(Collected data entries)
--------

PR #533, opened 2025-11-06
ENH Add searchable fields for ChangeSet.

GuySartorelli:
Campaign admin filters use `SearchContext` to avoid re-inventing the wheel. That requires a valid searchable_fields config for the campaign model which happens to be this weird thing.

It would be good to decouple campaigns and changeset's publishrecursive logic at some stage, but this is not that stage.

## Issue

- https://github.com/silverstripe/silverstripe-campaign-admin/issues/365

### DIFF
--- a/src/ChangeSet.php
+++ b/src/ChangeSet.php
@@ -17,6 +17,8 @@ use SilverStripe\ORM\FieldType\DBDatetime;
 use SilverStripe\ORM\HasManyList;
 use SilverStripe\ORM\UnexpectedDataException;
 use SilverStripe\Core\Validation\ValidationException;
+use SilverStripe\Forms\DropdownField;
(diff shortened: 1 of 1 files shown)


src/ChangeSet.php
```diff
@@ -96,6 +98,21 @@ class ChangeSet extends DataObject
         'PublishedLabel' => 'Published',
     ];
 
+    private static $searchable_fields = [
```
emteknetnz:
```suggestion
    private static array $searchable_fields = [
```

emteknetnz (changes requested):

src/ChangeSet.php
ChloeSartorelli: Done

emteknetnz (approved):

PR #536, opened 2025-12-01
FIX Only query live stage if object has stages

emteknetnz:
Issue https://github.com/silverstripe/silverstripe-versioned-admin/issues/437

### DIFF
--- a/src/Versioned.php
+++ b/src/Versioned.php
@@ -2709,8 +2709,8 @@ SQL
         if (!$id || !$this->isPublished()) {
             return false;
         }
-
-        $liveVersionNumber = static::get_versionnumber_by_stage($this->owner, Versioned::LIVE, $id);
+        $stage = $this->hasStages() ? Versioned::LIVE : Versioned::DRAFT;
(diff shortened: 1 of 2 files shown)


GuySartorelli (commented):
Works as expected locally, but is there a reason this isn't targetting CMS 5?

The specific use case the issue highlighted (`HistoryViewerField`) is harder to set up in CMS 5, but:
1. it's not impossible, just requires a bunch of react and graphql faffing about iirc
2. `isLiveVersion()` isn't just for `HistoryViewerField`

emteknetnz:
> it's not impossible, just requires a bunch of react and graphql faffing about iirc

That was the primary reason. I though it was actually impossible from memory, at a practical level I wouldn't expect anyone to actually do this.

I'll make a CMS 5.4 version with and run it through kitchen sink CI to see if it works.  If there are no issues that I don't think it's worth spending any time fixing for 5.4 though since it's not a reported issue

emteknetnz:
Closed in favor of CMS 5.4 version https://github.com/silverstripe/silverstripe-versioned/pull/537

PR #537, opened 2025-12-02
FIX Only query live stage if object has stages

emteknetnz:
Issue https://github.com/silverstripe/silverstripe-versioned-admin/issues/437


GuySartorelli (approved):
LGTM. Works as expected locally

--------

**Exercise description:**
For this exercise, all the data must be repeated exactly.

**Answer to this task:**
PR #533, opened 2025-11-06
ENH Add searchable fields for ChangeSet.

GuySartorelli:
Campaign admin filters use `SearchContext` to avoid re-inventing the wheel. That requires a valid searchable_fields config for the campaign model which happens to be this weird thing.

It would be good to decouple campaigns and changeset's publishrecursive logic at some stage, but this is not that stage.

## Issue

- https://github.com/silverstripe/silverstripe-campaign-admin/issues/365

### DIFF
--- a/src/ChangeSet.php
+++ b/src/ChangeSet.php
@@ -17,6 +17,8 @@ use SilverStripe\ORM\FieldType\DBDatetime;
 use SilverStripe\ORM\HasManyList;
 use SilverStripe\ORM\UnexpectedDataException;
 use SilverStripe\Core\Validation\ValidationException;
+use SilverStripe\Forms\DropdownField;
(diff shortened: 1 of 1 files shown)


src/ChangeSet.php
```diff
@@ -96,6 +98,21 @@ class ChangeSet extends DataObject
         'PublishedLabel' => 'Published',
     ];
 
+    private static $searchable_fields = [
```
emteknetnz:
```suggestion
    private static array $searchable_fields = [
```

emteknetnz (changes requested):

src/ChangeSet.php
ChloeSartorelli: Done

emteknetnz (approved):

PR #536, opened 2025-12-01
FIX Only query live stage if object has stages

emteknetnz:
Issue https://github.com/silverstripe/silverstripe-versioned-admin/issues/437

### DIFF
--- a/src/Versioned.php
+++ b/src/Versioned.php
@@ -2709,8 +2709,8 @@ SQL
         if (!$id || !$this->isPublished()) {
             return false;
         }
-
-        $liveVersionNumber = static::get_versionnumber_by_stage($this->owner, Versioned::LIVE, $id);
+        $stage = $this->hasStages() ? Versioned::LIVE : Versioned::DRAFT;
(diff shortened: 1 of 2 files shown)


GuySartorelli (commented):
Works as expected locally, but is there a reason this isn't targetting CMS 5?

The specific use case the issue highlighted (`HistoryViewerField`) is harder to set up in CMS 5, but:
1. it's not impossible, just requires a bunch of react and graphql faffing about iirc
2. `isLiveVersion()` isn't just for `HistoryViewerField`

emteknetnz:
> it's not impossible, just requires a bunch of react and graphql faffing about iirc

That was the primary reason. I though it was actually impossible from memory, at a practical level I wouldn't expect anyone to actually do this.

I'll make a CMS 5.4 version with and run it through kitchen sink CI to see if it works.  If there are no issues that I don't think it's worth spending any time fixing for 5.4 though since it's not a reported issue

emteknetnz:
Closed in favor of CMS 5.4 version https://github.com/silverstripe/silverstripe-versioned/pull/537

PR #537, opened 2025-12-02
FIX Only query live stage if object has stages

emteknetnz:
Issue https://github.com/silverstripe/silverstripe-versioned-admin/issues/437


GuySartorelli (approved):
LGTM. Works as expected locally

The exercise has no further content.